Exercise during intermittent fasting is the correct option if your goal is to lose weight.

It can be a little difficult to know when and how to exercise during intermittent fasting, here we are gonna discuss exercise strategy while fasting.

How To Exercise Safely During Intermittent Fasting?

What is intermittent fasting?

Intermittent fasting is not a diet but a dieting pattern in which you have to control the periods of feeding and fasting. In simple basic, the whole premise is by controlling your feeding window and making it smaller and intermittently have longer periods of fasting.

Here you are allowing your body to boost fat loss by reducing insulin spikes, whenever you eat your body has an insulin spike because the glucose goes into your blood the insulin spikes to shuttle the glucose out of your blood and into your cells for energy that the normal process of intermittent fasting.

Some people are eating over such a long window, and are not utilizing their fuel as efficiently as they could if they concentrated that feeding window by having fewer insulin spikes.

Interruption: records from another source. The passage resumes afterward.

PR #481, opened 2018-11-06
Multiple regex patterns

arvind008:
Currently their is comparison of file names with file pattern using  String's matches() function.
It would be good to use Pattern.matches for ease of use.

### DIFF
--- a/platform/src/main/java/org/hillview/utils/Utilities.java
+++ b/platform/src/main/java/org/hillview/utils/Utilities.java
@@ -54,6 +54,9 @@ public class Utilities {
                 case '*':
                     s.append(".*");
                     break;
+                case '?':
+                    s.append(".");	
+                    break;
                 case '\\':
                     s.append("\\");
                     s.append(c);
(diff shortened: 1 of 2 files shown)


platform/src/main/java/org/hillview/utils/Utilities.java
```diff
@@ -54,11 +54,6 @@ public static String wildcardToRegex(@Nullable String wildcard) {
                 case '*':
                     s.append(".*");
                     break;
-                case '?':
```
mbudiu-vmw: Why are you deleting this code?
The user types a *shell* pattern, and the Java code runs a regular expression. This code converts a shell pattern into a regular expression.

arvind008: @mbudiu-vmw The shell pattern is interpreted as regular expression so conversion was not required. 

dot
question_mark

mbudiu-vmw: it is a different regular expression.
In the shell ? means the same as dot: one arbitrary character.
As a regex it is a modifier meaning: the previous regex is optional.

mbudiu-vmw:
I will close this PR for now. Note that we are still using file patterns and not regular expressions.
If you really want regular expressions you could add a checkbox to the input form allowing people to specify both regular expressions and filename patterns. Note that currently we only interpret patterns within the filename, but not within the directory name.

PR #482, opened 2018-11-10
Time range logs

mbudiu-vmw:
This commit reworks the generic log parsing. It adds UI and back-end support for reading only lines within a specified time range.

We expect that any log pattern the user specifies has a column named "Timestamp". That is used to create the timestamp, and to detect multi-line messages. For now the program will refuse to load a log that does not have a timestamp on the first line: this suggests strongly that the pattern is incorrect.

The loaded data will have a column called ParsingErrors; this column will contain all log lines that did not match the pattern. In this way we make sure we do not lose data silently.

The log patterns for parsing dates in Hadoop were wrong, so they were changed.

@SivaMaplelabs @arvind008 : please take a look; your other changes should be made after we merge this PR. Note that I have simplified the UI and now the path and file pattern are supplied in a single string.

Please ignore the columnResizer files; they should not have been part of this pull request.


platform/src/main/java/org/hillview/maps/FindFilesMapper.java
```diff
@@ -53,46 +52,40 @@ public FindFilesMapper(FileSetDescription description) {
...
-            fileNames = fileNames.limit(this.maxCount);
-        */
-        List<String> list = fileNames.collect(Collectors.toList());
-        String allNames = String.join(",", list);
-        HillviewLogger.instance.info("Files found", "{0}: {1}", list.size(), allNames);
+
         List<IFileReference> result = new ArrayList<IFileReference>();
-        for (String n: list)
+        for (String n: names)
+
```
SivaMaplelabs: Please remove this unnecessary new line.

arvind008:
@mbudiu-vmw i faced issue while showing the timestamp for the file shown below. I was testing for the line which mismatched the pattern, i had got the following error while showing the TimeStamp column.

File i was testing for
[test.txt](https://github.com/vmware/hillview/files/2571715/test.txt)

Error 
image

mbudiu-vmw:
I hope I have addressed the comments.
There are new columns too: directory and line number.
More robust handling of incorrect patterns.

PR #484, opened 2018-11-13
Adding Sample Hadoop Logs pattern and formats for reference

arvind008:
@mbudiu-vmw  Added File for reference to Hadoop Logs, it contains the paths,  patterns and sample log output.
After your PR for TimeRangeLogs is merged. Should we look to add in multiple file name pattern as input (comma separated).

for example:
    /var/log/hadoop-yarn/yarn/yarn*.log, /var/log/hadoop/hdfs/hadoop*.log

all the files within these 2 directories which matches the regex, has HADOOP as its logFormat.
So the output would contain logs from different directories.


mbudiu-vmw:
Please add a unit test that loads this file, probably in GenericLogTest. You can follow the patterns that appear there already.

platform/src/test/java/org/hillview/test/storage/GenericLogsTest.java
```diff
@@ -149,14 +148,14 @@ public void testWrongpattern() {
...
-        Assert.assertEquals("Table[9x42]", table.toString());
+        Assert.assertEquals("Table[8x42]", table.toString());
         IColumn col = table.getLoadedColumn(GenericLogs.parseErrorColumn);
         for (int i = 0; i < col.sizeInRows(); i++) {
             String s = col.getString(i);
             Assert.assertNotNull(s);
         }
     }
-
+
```
mbudiu-vmw: please configure your editor to delete spaces at the end of lines.

PR #501, opened 2018-12-22
Log file viewer - first working implementation

mbudiu-vmw:
Adds a very compact log viewer which can display a single remote file. Most functionality not yet available.

image


mbudiu-vmw:
@SivaMaplelabs: you may find this line of work interesting, it is designed to support a much better user experience when browsing logs. There is still a lot to implement, but this is a start.

PR #502, opened 2019-01-02
Adding curl to the dependencies

CMADHANKUMAR:


SivaMaplelabs:
@mbudiu-vmw cURL is not installed by default in some of the Linux distributions. Install-dependencies script is halting with "**The program 'curl' is currently not installed.  You can install it by typing:
sudo apt-get install curl**" error. This PR installs cURL if not installed already.

SivaMaplelabs:
@mbudiu-vmw Following are the reasons to check whether it exists
1. In some Linux distributions cURL is installed by default(No need to install again)
2. To avoid installing cURL if the user runs Install-dependencies script multiple times

It would be good to have the check. Please let me know your views on the same.

mbudiu-vmw:
We have lots of other more important problems to solve to focus on optimizing these scripts. So if it works it's fine.

SivaMaplelabs:
@mbudiu-vmw Addressed your comment. Please merge this PR.

PR #524, opened 2019-07-03
Fixed installation script

jiten-thakkar:


bin/install-dependencies.sh
```diff
@@ -18,7 +18,7 @@ case "$OSTYPE" in
         ${SUDO} ${INSTALL} install curl -y
 	curl -sL https://deb.nodesource.com/setup_11.x | ${SUDO} -E bash -
 esac
-${SUDO} ${INSTALL} wget install maven ${NODEJS} ${NPM} ${LIBFORTRAN} unzip gzip
+${SUDO} ${INSTALL}  install wget maven ${NODEJS} ${NPM} ${LIBFORTRAN} unzip gzip
```
mbudiu-vmw: I wonder if the second install is necessary at all...

bin/lib.sh
```diff
@@ -11,7 +11,7 @@ TOMCATVERSION="9.0.4"
 
 case "$OSTYPE" in
     linux*)
-        LIBFORTRAN="ligbfortran3"
+        LIBFORTRAN="libgfortran3"
```
mbudiu-vmw: this explains why this was failing...

bin/install-dependencies.sh
mbudiu-vmw: Actually yes, it is, of course.

PR #526, opened 2019-07-11
Batch log analysis

huilyu2:


platform/src/main/java/org/hillview/main/BatchLogAnalysis.java
```diff
@@ -0,0 +1,188 @@
...
+import java.nio.file.Files;
+import java.nio.file.Path;
+import java.nio.file.Paths;
+import java.time.Instant;
+import java.util.ArrayList;
+import java.util.List;
+import org.apache.commons.cli.*;
+
+
+public class BatchLogAnalysis {
```
mbudiu-vmw: You should add a comment describing what this class is supposed to do.

platform/src/main/java/org/hillview/main/BatchLogAnalysis.java
```diff
@@ -0,0 +1,188 @@
...
+
+    private static class HeatmapData {
+        long[][] matrix;
+        JsonList<String> errorCodeLabels = new JsonList<>();
+        ArrayList<String> timeLabels = new ArrayList<>();
+    }
+
+    private static HeatmapData heatmapErrTime(FileSetDescription desc, LocalDataSet<Empty> local, int numOfTimestampBuckets) {
```
mbudiu-vmw: You should also document this function, even if it is private.
You should also add comments before each group of statements describing what they are doing. This will make reading the code easier.

platform/src/main/java/org/hillview/main/BatchLogAnalysis.java
mbudiu-vmw: The comments should document the expected input structure: logs that are in the syslog rfc5424 format, and that have a field called "errorCode" in the "structured data" column.

platform/src/main/java/org/hillview/main/BatchLogAnalysis.java
```diff
@@ -0,0 +1,188 @@
...
+        for (int x = 0; x < numOfTimestampBuckets; x++){
+            double time = dataRange.min + x * (dataRange.max - dataRange.min) / numOfTimestampBuckets;
+            Instant instantTime = Converters.toDate(time);
+            String stringDate = Converters.toString(instantTime);
+            heatmapData.timeLabels.add(stringDate);
+        }
+        return heatmapData;
+    }
+
+    private static void saveHeatmapToFile(HeatmapData heatmapData, String filepath) {
```
mbudiu-vmw: For this function you should document the file format you are using. If this is a data frame, just say that.

platform/src/main/java/org/hillview/main/BatchLogAnalysis.java
```diff
@@ -0,0 +1,188 @@
...
+                        sb.append(heatmapData.errorCodeLabels.get(y).replaceAll(",",""));
+                        sb.append(',');
+                        sb.append(heatmapData.matrix[x][y]);
+                        sb.append('\n');
+                    }
+                }
+            }
+            writer.write(sb.toString());
+        } catch (FileNotFoundException e) {
+            System.out.println(e.getMessage());
```
mbudiu-vmw: It;s usually not a good idea to completely swallow an exception.
Why don't you just stop processing in this case?

platform/src/main/java/org/hillview/main/BatchLogAnalysis.java
```diff
@@ -0,0 +1,188 @@
...
+        }
+    }
+
+    public static void getBugHeatmaps(FileSetDescription desc, LocalDataSet<Empty> local, String logDir, String figDir, int numOfTimestampBuckets) {
```
mbudiu-vmw: Please add a JavaDoc comment to this method describing each of the arguments.
I don't think you need the local argument, you can just create it locally.

PR #528, opened 2019-08-05
BatchLogAnalysis separate nsx_manager and nsx_edge

huilyu2:
Modify BatchLogAnalysis to get heatmap data from nsx_manager folder and nsx_edge folder separately

### DIFF
--- a/platform/src/main/java/org/hillview/main/BatchLogAnalysis.java
+++ b/platform/src/main/java/org/hillview/main/BatchLogAnalysis.java
@@ -7,9 +7,13 @@ import org.hillview.dataset.api.IMap;
 import org.hillview.maps.ExtractValueFromKeyMap;
 import org.hillview.maps.FindFilesMapper;
 import org.hillview.maps.LoadFilesMapper;
+import org.hillview.maps.ProjectMap;
 import org.hillview.sketches.*;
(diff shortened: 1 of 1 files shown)


platform/src/main/java/org/hillview/main/BatchLogAnalysis.java
```diff
@@ -97,48 +111,54 @@ private static HeatmapData heatmapErrTime(FileSetDescription desc, int numOfTime
...
+    public static void getBugHeatmaps(String logDir, String figDir, int numOfTimestampBuckets) {
         File path = new File(logDir);
         String[] bugIDs = path.list(new FilenameFilter() {    // each subDir in logDir corresponds to one bug
             @Override
             public boolean accept(File current, String name) {
                 return new File(current, name).isDirectory();
             }
         });
+        // create empty directory for nsx_manager and nsx_edge respectively
+        new File(figDir + "/nsx_manager_syslog/").mkdirs();
```
mbudiu-vmw: Do we know that this is actually useful?

huilyu2: Separating nsx_manager and nsx_edge should be useful. The number of distinct errorCodes in each one should be smaller.

PR #542, opened 2019-09-18
Support for converting in schema view

mbudiu-vmw:
This also fixes a few other bugs related to renamed columns.


mbudiu-vmw:
Fixes #541

PR #557, opened 2019-10-16
Private database histograms and selections

mbudiu-vmw:


mbudiu-vmw:
@pratiksha : this implements histograms and selection for private databases.
Some code is identical for PrivateTables; it has been moved into DPWrapper (perhaps not the best place).
I still have to do heatmaps for both databases and private databases.

mbudiu-vmw:
Actually this is not correct, because it does not include the quantization yet. Another PR upcoming.

PR #38, opened 2018-10-01
[ch12596] Adds Database.Orville.Trigger

qxjit:
This provides OrvilleTriggerT which can be used instead of OrvilleT.
With OrvilleTriggerT you can use the insertTriggered, updateTriggered
and deleteTriggered operations to have OrvilleTriggerT automatically
keep track of an application specific list of trigger events that
occurred in while running a block. The list of trigger events can then
be used for later processing, such as scheduling background jobs to
do extra processing in response to them.

### DIFF
--- a/package.yaml
+++ b/package.yaml
@@ -58,6 +58,7 @@ library:
     - Database.Orville.PostgresSQL
     - Database.Orville.Raw
     - Database.Orville.Select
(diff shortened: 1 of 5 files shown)


qxjit:
This is a repost of https://github.com/flipstone/orville/pull/37

PR #40, opened 2018-10-12
Give RelationalMap a Profunctor instance.

liminalisht:
This PR gives `RelationalMap` a `Profunctor` instance. `dimap f g` is arguably clearer than `O.mapAttr f . fmap g` for those who understand what a `Profunctor` is.

### DIFF
--- a/src/Database/Orville/Internal/RelationalMap.hs
+++ b/src/Database/Orville/Internal/RelationalMap.hs
@@ -25,7 +25,7 @@ module Database.Orville.Internal.RelationalMap
 import Control.Monad (join, when)
 import Control.Monad.Reader (ask)
 import Control.Monad.State (modify)
-import Data.Profunctor(Profunctor(..))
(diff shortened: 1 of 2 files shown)


src/Database/Orville/Internal/RelationalMap.hs
```diff
@@ -25,6 +25,7 @@ module Database.Orville.Internal.RelationalMap
 import Control.Monad (join, when)
 import Control.Monad.Reader (ask)
 import Control.Monad.State (modify)
+import Data.Profunctor(Profunctor(..))
```
qxjit: I would even explicitly import `rmap` and `lmap` here rather than use open imports. It will never make a practical difference really, but it's still nice to see the function names in the import list for maximum clarity. Especially since we're not actually using *all* the methods of `Profunctor` here.

liminalisht: Yes, I'll do this

PR #46, opened 2018-11-06
Adds travis-ci builds for lts-12 and ghc8.4.4

telser:
Not very familiar with how this works, but hopefully this does it and gets us some testing with more recent GHC/lts versions.

I got the cabal version from the upload time at https://launchpad.net/~hvr/+archive/ubuntu/ghc/+index?batch=75&memo=75&start=75 and checked that it is the version installed on a lts-12.x project.


.travis.yml
```diff
@@ -95,6 +99,11 @@ matrix:
   # - env: BUILD=stack ARGS="--resolver lts-8"
   #   compiler: ": #stack 8.0.2 (lts-8)"
   #   addons: {apt: {packages: [libgmp-dev]}}
+  
+  # conduit dependency keeps this from working right now, so disabling
+  #- env: BUILD=stack ARGS="--resolver lts-12"
+  #  compiler: ": #stack 8.4.4 (lts-12)"
+  #  addons: {apt: {packages: [libgmp-dev]}}
```
qxjit: @telser Can you elaborate on this? Is it because conduit is not in `lts-12` at all, or because we have a conduit version constraint problem?

qxjit: @telser @liminalisht I see there is already a branch to bump to conduit version. Should this be merged and would it fix the `lts-12` problem?  https://github.com/flipstone/orville/commit/c8de554b71c7bf267076d1f0e1bd89a6fa46b3fc

telser: We don't want to merge it because there are API changes in conduit 1.3 that we need to address first. I've started looking at it some.

PR #47, opened 2018-11-07
liminalisht/timefix

liminalisht:
This PR adds a crucial fix to the way sql values of type `timestamp with time zone` are parsed into `UTCTime`.

You are likely to get this sort of error when trying to read a row with a column of type `timestamp with time zone`: 

```
RowDataError \"Error decoding data from column active_at value\""
```

This code change seems to fix the issue.

### DIFF
--- a/src/Database/Orville/Internal/SqlType.hs
+++ b/src/Database/Orville/Internal/SqlType.hs
@@ -358,7 +358,8 @@ utcTimeToSql = HDBC.SqlUTCTime
 utcTimeFromSql :: HDBC.SqlValue -> Maybe Time.UTCTime
 utcTimeFromSql sql =
   case sql of
-    HDBC.SqlUTCTime t -> Just t
+    HDBC.SqlUTCTime   t -> Just t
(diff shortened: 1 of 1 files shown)


src/Database/Orville/Internal/SqlType.hs
```diff
@@ -358,7 +358,8 @@ utcTimeToSql = HDBC.SqlUTCTime
 utcTimeFromSql :: HDBC.SqlValue -> Maybe Time.UTCTime
 utcTimeFromSql sql =
   case sql of
-    HDBC.SqlUTCTime t -> Just t
+    HDBC.SqlUTCTime   t -> Just t
+    HDBC.SqlZonedTime t -> Just (Time.zonedTimeToUTC t)
```
qxjit: @liminalisht I'm fine with you merging this. We should also add a test to so we don't break it again in the future.

liminalisht: :+1:

PR #50, opened 2018-11-13
Unshackles MonadOrville from MonadBaseControl

qxjit:
This replaces the MonadBaseControl superclass constraint for MonadOrville
with a constraint for a new MonadOrvilleControl typeclass instead.
MonadOrvilleControl defines the specific control lifting functions that
Orville needs rather than requiring the full power of either MonadBaseControl
or MonadUnliftIO.

An unexpected outcome of this was that much of the testing infrastructure was
able to abandon MonadBaseControl immediately, without replacing it with
MonadUnliftIO at all. This is mainly due to the fact that Orville provides a
ReaderT instance for MonadOrvilleControl that doesn't rely on any extrenal
libraries. This only works because the tests only use ReaderT in their Monad
stacks. In the real world, users will have other transformers (e.g. for
web frameworks) that will need help providing instances of MonadOrvilleControl.
We can build a library of helper functions in Orville for implementing
MonadOrvilleControl based on commonly used libraries, both general purpose
and even web-framework specific (in their own libraries).

The existing MonadBaseControl dependencies in the library entirely moved to
Database.Orville.MonadBaseControl which is not exported from Core. Instaed,
users can import this module explicitly if they know that they need to use
MonadBaseControl.

Also note: `hindent` has mangled some comment formatting a bit. I'm planning
to move away from `hindent` (as as result of this and other frustrations). I could
not find a good solution to fix any of the comment format weirdness.

### DIFF
--- a/src/Database/Orville/Internal/Monad.hs
+++ b/src/Database/Orville/Internal/Monad.hs
@@ -3,11 +3,9 @@ Module    : Database.Orville.Internal.Monad
 Copyright : Flipstone Technology Partners 2016-2018
 License   : MIT
 -}
-{-# LANGUAGE FlexibleContexts #-}
 {-# LANGUAGE FlexibleInstances #-}
 {-# LANGUAGE FunctionalDependencies #-}
 {-# LANGUAGE RankNTypes #-}
-{-# LANGUAGE TypeFamilies #-}
 {-# LANGUAGE UndecidableInstances #-}
 
 module Database.Orville.Internal.Monad where
@@ -17,8 +15,6 @@ import Control.Monad.Base
 import Control.Monad.Catch (MonadCatch, MonadMask(..), MonadThrow)
 import Control.Monad.Except
 import Control.Monad.Reader
-import Control.Monad.State
-import Control.Monad.Trans.Control
 import Data.Pool
 import Database.HDBC hiding (withTransaction)
 
@@ -132,7 +128,7 @@ withConnectionEnv action = do
   case ormEnvConnectionEnv ormEnv of
     Just connected -> action connected
     Nothing ->
-      withResource (ormEnvPool ormEnv) $ \conn -> do
+      liftWithConnection (withResource (ormEnvPool ormEnv)) $ \conn -> do
         let connected = newConnectionEnv conn
         localOrvilleEnv (const $ ormEnv {ormEnvConnectionEnv = Just connected}) $
           action connected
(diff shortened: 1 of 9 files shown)


src/Database/Orville/MonadBaseControl.hs
```diff
@@ -0,0 +1,116 @@
...
+  |-}
+instance MTC.MonadTransControl (O.OrvilleT conn) where
+  type StT (O.OrvilleT conn) a = MTC.StT (ReaderT (O.OrvilleEnv conn)) a
+  liftWith = MTC.defaultLiftWith Internal.OrvilleT Internal.unOrvilleT
+  restoreT = MTC.defaultRestoreT Internal.OrvilleT
+
+{-|
+   Because we recommend using 'MonadUnliftIO' rather than 'MonadBaseControl',
+   we do not provide 'MonadBaseControl' instance for 'OrvilleT' by default
+   along wit the definition. If you do need to use 'MonadBaseControl',
```
telser: wit -> with

src/Database/Orville/Internal/Monad.hs
```diff
@@ -181,17 +250,22 @@ instance MonadOrville conn m => MonadOrville conn (ReaderT a m) where
...
-instance MonadOrville conn m => MonadOrville conn (StateT a m) where
-  getOrvilleEnv = lift getOrvilleEnv
-  localOrvilleEnv modEnv action =
-    StateT $ \val -> localOrvilleEnv modEnv (runStateT action val)
-
-instance MonadTransControl (OrvilleT conn) where
-  type StT (OrvilleT conn) a = StT (ReaderT (OrvilleEnv conn)) a
-  liftWith = defaultLiftWith OrvilleT unOrvilleT
-  restoreT = defaultRestoreT OrvilleT
+-- ReaderT is trivial enough that we just provide a 'MonadOrvilleControl'
```
telser: I like this approach. Not requiring, but allowing use of either `MonadUnliftIO` or `MonadBaseControl` feels like a big win.

src/Database/Orville/Internal/Monad.hs
```diff
@@ -3,11 +3,9 @@ Module    : Database.Orville.Internal.Monad
 Copyright : Flipstone Technology Partners 2016-2018
 License   : MIT
 -}
-{-# LANGUAGE FlexibleContexts #-}
```
telser: It's awesome that the more "core" module got to drop some language extensions in this work.

src/Database/Orville/MonadBaseControl.hs
qxjit: good catch. Thanks

src/Database/Orville/Internal/Monad.hs
qxjit: Agreed. Initially I thought that the added complexity for end users would be too high, but in the end I'm quite happy with the tradeoff.

src/Database/Orville/Internal/Monad.hs
qxjit: Agreed.

qxjit:
@telser To your questions:

1) We definitely will provide helpers for `MonadUnliftIO`, it's just beyond the scope of this PR. 

2) I love the idea of breaking things ups in general, but I'm pessimistic about it in this case because
    supporting MBC requires access to the internal constructors for `OrvilleT`. While we could split
   out the helper functions, we would not be able to provide a `MonadBaseControl` instance for     
   `OrvilleT` if it were in a separate package.

3) Yes. I think we should have a least something that verifies both `MonadBaseControl` and `MonadUnliftIO` work. I plan to do that as part of the more general `MonadUnliftIO` work.

PR #51, opened 2018-11-16
Adds support for MonadUnliftIO

qxjit:
Rather than making this explicitly the default in the library by
exporting the UnliftIO oriented functions from the Core module, I
opted instead to built it as a peer to MonadBaseControl. This does
not represent a change in thinking that we should direct new users to
use UnliftIO as a default approach, merely that we should convey that
opinion through means other that module organization in the library.
For instance, doing it through both comments in the API documentation
and directing users to UnliftIO rather than MonadBaseControl in any
tutorial docs we write in the future.

### DIFF
--- a/orville.cabal
+++ b/orville.cabal
@@ -2,7 +2,7 @@
 --
 -- see: https://github.com/sol/hpack
 --
--- hash: c5fd7779b4d320abcf36b279057892f7585c711e87e5008c3edf3c09d21eafd7
+-- hash: 62042f25d9401cb71f84fe356b1e1a883494786af00ac6c0faae07323f16a9e4
 
 name:           orville
 version:        0.8.3.0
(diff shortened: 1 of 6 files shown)


telser:
So something I don't like about this is it means all users of Orville must pull in MonadUnliftIO and MBC even if they only use one.

qxjit:
@telser Philosophically I agree. Practically speaking there are a number of factors I see:

* We don't currently know how aggressively we want to break Orville into multiple packages, including whatever potential confusion that causes for new users
* We don't currently know the mechanics of how we would want such a breakup to work
* Moving either these instances or the `MonadBaseControl` ones to another library would involve breaking some amount of encapsulation around `OrvilleT`
* The dependencies of `unliftio-core` are truly minimal (`base` and `transformers`)
* The dependencies of `monad-control` are slightly less minimal (`stm`, `transformers-base`, `transformers-compat`
* It doesn't force users to actually depend on these libraries themselves if they don't use them, so if the dependencies are minimal it may not be worth whatever cost we/they pay to break them out.

That's all to say that I think making a call about this is premature right now, and certainly outside the scope of this PR. I definitely agree it's something that deserves more though before we bless an `0.9` release.

PR #52, opened 2018-11-27
Extracts HasOrvilleContext typeclass from MonadOrville.

qxjit:
Originally I was hoping to simply invert the MonadOrvilleControl ->
MonadOrville relationship so that the the functions for managing context were
in the superclass and control functions in the subclass. That failed, however,
because then no MonadOrvilleControl instance can exist for IO, because IO lacks
any Orville context to manage.

Instead, I ended up extracting the context management functions to
HasOrvilleContext and changing MonadOrville to an empty typeclass that has
superclass contraints for all the classes that Orville functions need. This
allows the context management functions and the control lifting functions to be
implemented by different layers of the monad stack, and by different lifting
strategies. In the end, only the top layer of the monad stack is required to
actually implement *both*, by providing a MonadOrville instance.

In practice, this means that there are *three* typeclasses that a user needs to
be aware of, which is someone annoying. However, `HasOrvilleContext` should
almost always be derivable and `MonadOrville` instances are trivial, so I think
this cost is a reasonable tradeoff to provide the flexibility to use either
`MonadUnliftIO` or `MonadBaseControl` (or another solution) as required. For
release, we will just need to make sure we have enough documentation and
tutorials in place to satisfy users.

### DIFF
--- a/src/Database/Orville/Internal/Monad.hs
+++ b/src/Database/Orville/Internal/Monad.hs
@@ -14,7 +14,8 @@ import Control.Applicative
 import Control.Monad.Base
 import Control.Monad.Catch (MonadCatch, MonadMask(..), MonadThrow)
 import Control.Monad.Except
-import Control.Monad.Reader
+import Control.Monad.Reader (ReaderT(..), ask, local, mapReaderT, runReaderT)
+import Control.Monad.State (StateT, mapStateT)
 import Data.Pool
 import Database.HDBC hiding (withTransaction)
 
@@ -35,7 +36,7 @@ data QueryType
  'OrvilleEnv' tracks all the environment information required for an
  'OrvilleT conn m' Monad to operate. Use 'newOrvilleEnv' to construct
  one.
--}
+  -}
 data OrvilleEnv conn = OrvilleEnv
   { ormEnvConnectionEnv :: Maybe (ConnectionEnv conn)
   , ormEnvStartTransactionSQL :: String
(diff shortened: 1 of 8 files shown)


src/Database/Orville/Internal/Monad.hs
```diff
@@ -189,12 +186,43 @@ class ( Monad m
       liftWithConnection = defaultLiftWithConnection wrapMyMonad unWrapMyMonad
       liftFinally = defaultLiftFinally wrapMyMonad unWrapMyMonad
    @
- |-}
+
+   If you are using transformers in your monad stack other beyond 'ReaderT',
```
telser: I think there is a typo in "other beyond" :)

src/Database/Orville/Internal/Monad.hs
```diff
@@ -204,7 +232,7 @@ instance MonadOrvilleControl IO where
    'liftWithConnection' for 'MonadOrvilleControl' instances when the Monad in
    question is a wrapper around a type that already implements
    'MonadOrvilleControl'
-  |-}
+  -}
```
telser: IIRC haddock doesn't need the `|`, so is that the reason for the removal here?

qxjit: Yeah. It looks like I got in the habit of using two `|` in these comments at some point, but haddock only cares about the first ones. I'm going to keep cleaning these up as a run across them.

src/Database/Orville/Internal/Monad.hs
qxjit: Good catch. I deleted the word "other" in my head after typing it, but never actually deleted it from the comment.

When you have insulin spikes you have to realize insulin is the hormone released by your pancreas.

When your pancreas is so busy releasing the insulin hormone it is unable to release the fat-burning hormones to support fat loss. So the premise of intermittent fasting again is concentrating your feeding window giving you a longer fasting window, giving your body a break allowing fat loss to occur over a long period of time.


Intermittent fasting helps to drop the level of insulin, for example, when you are fasting for about 16 hours, there will be a shortage of energy so your body starts utilizing insulin for energy, this helps to burn fat.

Secondly, it improves the level of metabolism, the higher metabolism you have, the faster will be your fat loss process. IF helps to increase human growth hormone 5 times faster compared to other diets. T

here are positive hormonal changes like an increase in HGH, decrease in insulin, studies have shown that it has long-term health benefits. So it can keep you away from diseases like type 2 diabetes, heart disease, Alzheimer’s, and even cancer.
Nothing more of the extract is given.